## Instructions to follow
Below is a block of records. Copy every line in it that contains the word "when".

******

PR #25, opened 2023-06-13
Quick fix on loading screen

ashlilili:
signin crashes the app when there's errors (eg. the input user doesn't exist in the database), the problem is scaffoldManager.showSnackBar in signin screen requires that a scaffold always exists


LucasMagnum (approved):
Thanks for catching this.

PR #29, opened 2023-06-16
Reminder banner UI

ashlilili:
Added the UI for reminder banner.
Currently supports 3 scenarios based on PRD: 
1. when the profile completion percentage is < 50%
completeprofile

******

## The completed task
signin crashes the app when there's errors (eg. the input user doesn't exist in the database), the problem is scaffoldManager.showSnackBar in signin screen requires that a scaffold always exists
1. when the profile completion percentage is < 50%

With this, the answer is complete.